Pillars of Eternity, choć dobry, to w sumie jest to zwykły klon/dodatek/mod do starego Baldur's Gate, więc nic innowacyjnego tam nie ma. Dragon Age umarł po pierwszej części. Neverwinter Nights nie żyje od lat. Gothic nie żyje. Risen nie jest najgorszy, ale do Gothica mu daleko, a do WIedźmina jeszcze dalej. Mass Effect też co raz gorszy się robił, a czy wyjdzie czwórka to nie wiem. Ciężko mamy, my fani dobrych RPGów...
Firmy lecą na łatwą kasę i robią te wszystkie Call of Duty, Hardlajny, bo to się sprzedaje w milionach, a że to gnioty, to już nikogo to nie obchodzi, bo portfel się napełnia. Po co robić dobrą grę którą kupi milion osób, skoro można zrobić strzelnke taką samą jak sto innych, którą po dobrej reklamie kupi 50 milionów...
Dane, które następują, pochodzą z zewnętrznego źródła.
PR #4290, opened 2020-10-30
browser(firefox): don't send messages to content too quickly

JoelEinbinder:
Sending messages too quickly to the content process could have them reach there before the channel is set up. Then they would be silently discarded.


aslushnikov:
Closing in favor of https://github.com/microsoft/playwright/pull/4311

PR #4291, opened 2020-10-30
fix(firefox): wait for the utility world to be created

JoelEinbinder:
This patch actually reveals a different race than the one in the comment. Sometimes `Page.addScriptToEvaluateOnNewDocument` never resolves. I have a browser patch to fix it at #4290.

### DIFF
--- a/src/server/firefox/ffPage.ts
+++ b/src/server/firefox/ffPage.ts
@@ -44,7 +44,7 @@ export class FFPage implements PageDelegate {
   readonly _networkManager: FFNetworkManager;
   readonly _browserContext: FFBrowserContext;
   private _pagePromise: Promise<Page | Error>;
-  _pageCallback: (pageOrError: Page | Error) => void = () => {};
+  _pageCallback!: (pageOrError: Page|Error) => void;
   _initializedPage: Page | null = null;
   readonly _opener: FFPage | null;
   private readonly _contextIdToContext: Map<string, dom.FrameExecutionContext>;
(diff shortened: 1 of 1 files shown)


dgozman (commented):
I do not understand what's happening here :(

JoelEinbinder:
There was something strange with types.d.ts. Fixed that.

In our other browsers we have large async `initialize` methods in Page. In firefox we only have one line of initialization, `Page.addScriptToEvaluateOnNewDocument`. This patch makes sure that call is resolved before we consider the page initialized. The `pageOrError` construct makes it a bit awkward, but I decided against refactoring that in this patch for fear of breaking something.

Consider what happens if `Page.addScriptToEvaluateOnNewDocument` is slow, and also throws an error. Before this patch, the page would be returned on `Page.ready`, and the error of `Page.addScriptToEvaluateOnNewDocument` would be ignored. Then when someone tried to use the utility context, it would exhibit undefined behavior.

With this patch, `browserContext.newPage()` will throw the error from `Page.addScriptToEvaluateOnNewDocument`

src/server/firefox/ffPage.ts
```diff
@@ -90,15 +90,17 @@ export class FFPage implements PageDelegate {
...
+    this._pagePromise = Promise.all([
+      new Promise<Page|Error>(f => this._pageCallback = f),
+      // Ideally, we somehow ensure that utility world is created before Page.ready arrives, but currently it is racy.
+      // Therefore, we can end up with an initialized page without utility world, although very unlikely.
+      this._session.send('Page.addScriptToEvaluateOnNewDocument', { script: '', worldName: UTILITY_WORLD_NAME }),
+    ]).then(x => x[0]).catch(error => error);
     session.once(FFSessionEvents.Disconnected, () => this._page._didDisconnect());
     this._session.once('Page.ready', () => {
       this._pageCallback(this._page);
       this._initializedPage = this._page;
```
dgozman, line 102: I _think_ that `this._initializedPage` should only be present when `_pagePromise` is resolved.

src/server/firefox/ffPage.ts
```diff
@@ -90,15 +90,17 @@ export class FFPage implements PageDelegate {
       helper.addEventListener(this._session, 'Page.webSocketFrameReceived', this._onWebSocketFrameReceived.bind(this)),
       helper.addEventListener(this._session, 'Page.webSocketFrameSent', this._onWebSocketFrameSent.bind(this)),
     ];
-    this._pagePromise = new Promise(f => this._pageCallback = f);
+    this._pagePromise = Promise.all([
```
dgozman, line 93: This seems to introduce a race, where we will potentially miss some events (e.g. main network request in a popup), because we do not report the page until `Page.addScriptToEvaluateOnNewDocument` resolves, and we also do not pause the page.

Note that in other browsers this works because we manually resume the page after initialization.

dgozman (commented):
Thanks for the explanation!

I wonder whether the fix should be on the backend side? For example, perform `addScriptToEvaluateOnNewDocument` on the browser context, so that it is initialized in the browser before `Page.ready`.

src/server/firefox/ffPage.ts
JoelEinbinder: I checked this scenario when I was writing the patch, but things are hairy here so I might have missed something. Playwright internally operates on an uninitialized page. But I think you are right that the user might miss some events.

JoelEinbinder:
I don't think this patch fixes any pressing bugs. It just makes some error messages nicer and is sort of a test of #4290. It seems like it might cause more races, so I'll close it.

PR #4292, opened 2020-10-30
fix(firefox): don't crash when messages come after close

JoelEinbinder:
In [this test run](https://github.com/microsoft/playwright/runs/1323672300), we get an unexpected protocol response. This can only happen if the session receives a message after it has been closed. There is a comment in ffConnection.ts that implies as much:
```typescript
      const callback = this._callbacks.get(message.id);
      // Callbacks could be all rejected if someone has called `.dispose()`.
      if (callback) {
```
I haven't been able to repro it locally, but I am confident that this patch is neutral or beneficial.

### DIFF
--- a/src/server/firefox/ffConnection.ts
+++ b/src/server/firefox/ffConnection.ts
@@ -188,6 +188,8 @@ export class FFSession extends EventEmitter {
   }
 
   dispatchMessage(object: ProtocolResponse) {
+    if (this._disposed)
+      return;
     if (object.id && this._callbacks.has(object.id)) {
       const callback = this._callbacks.get(object.id)!;
       this._callbacks.delete(object.id);


JoelEinbinder:
Our other connections might have the same race, but I'll wait until we see a crash before mucking about there.

dgozman (commented):
By inspecting the code I see that:
- We never dispose the session from `_onDetachedFromTarget`, this is an unrelated bug 😄 
- We only dispose the session from `FFConnection._onClose`, so we should not get any messages after that. If we do, let's fix the transport instead.
- There is also a usage of `FFSession` for workers. Perhaps we might be getting messages from the worker after `workerDestroyed`? Seems like something to be fixed in Juggler. This should also not be relevant to the linked bot failure, because it does not have workers in the test.

JoelEinbinder:
> By inspecting the code I see that:
> 
> * We never dispose the session from `_onDetachedFromTarget`, this is an unrelated bug :smile:

`_onDetachedFromTarget` calls `ffPage.didClose()` which calls `this._session.dispose();`

> * We only dispose the session from `FFConnection._onClose`, so we should not get any messages after that. If we do, let's fix the transport instead.

We dispose the session from `_onDetachedFromTarget`, so we can still receive messages.

`Browser.detachedFromTarget` is sent from the browser process in juggler. It is triggered when the browser is notified that a tab closes or crashes. I believe this happens on a different channel than the one that sends our protocol messages between the browser and renderer. So we can still receive some delayed messages, or more likely errors, from a target that looks to be closed on the browser side. We can fix this in juggler by doing the same tracking of sessions that appear to be closed and swallowing messages from them. But I'd rather fix it this way considering we already have this logic for the connection level.

dgozman:
> > By inspecting the code I see that:
> > 
> > * We never dispose the session from `_onDetachedFromTarget`, this is an unrelated bug 😄
> 
> `_onDetachedFromTarget` calls `ffPage.didClose()` which calls `this._session.dispose();`

I missed that!

> 
> > * We only dispose the session from `FFConnection._onClose`, so we should not get any messages after that. If we do, let's fix the transport instead.
> 
> We dispose the session from `_onDetachedFromTarget`, so we can still receive messages.

I still don't understand how this fix helps. In `FFSession.dispose` we remove the session from `FFConnection._sessions` map. Before calling `FFSession.dispatchMessage`, we first retrieve it from the map. So, we should not be able to dispatch a message on the disposed session.

JoelEinbinder:
I forgot what this does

Nie nie tylko ty, co gorsza ta gra udowadnia ze mozna bardzo dobrze zrobic polska lokalizacje. No ale pewnie dlatego ze robiona przez polakow...
BioWare miał dobre lokalizacje swoich gier, ale chyba gimbaza narzekała, że ang lepsze, zeby przykozaczyć przy kolegach, ze znają perfekcyjnie angielski, albo coś, bo przestali je robić od jakiegoś czasu. Ja tam bardzo lubiłem polskiego Komandora Sheparda i jego wesołą kompanię z ME, czy Alistara, Morrigan i resztę ekipy z Dragon Age.
Polskie lokalizacje są/były często o niebo lepsze od oryginalnych angielskich. Dobrym przykładem jest Battlefield 3 i każda jedna gra od Blizzarda.
Dla mnie nawet słaba polska pełna lokalizacja jest lepsza od angielskiej z napisami. Noowy XCOM miał marny dubbing, ale i tak wolałem grać z polskimi głosami niż z angielskimi. Lepszy klimat, jak dla mnie, a aż tak źle jak niektórzy opisują nie było.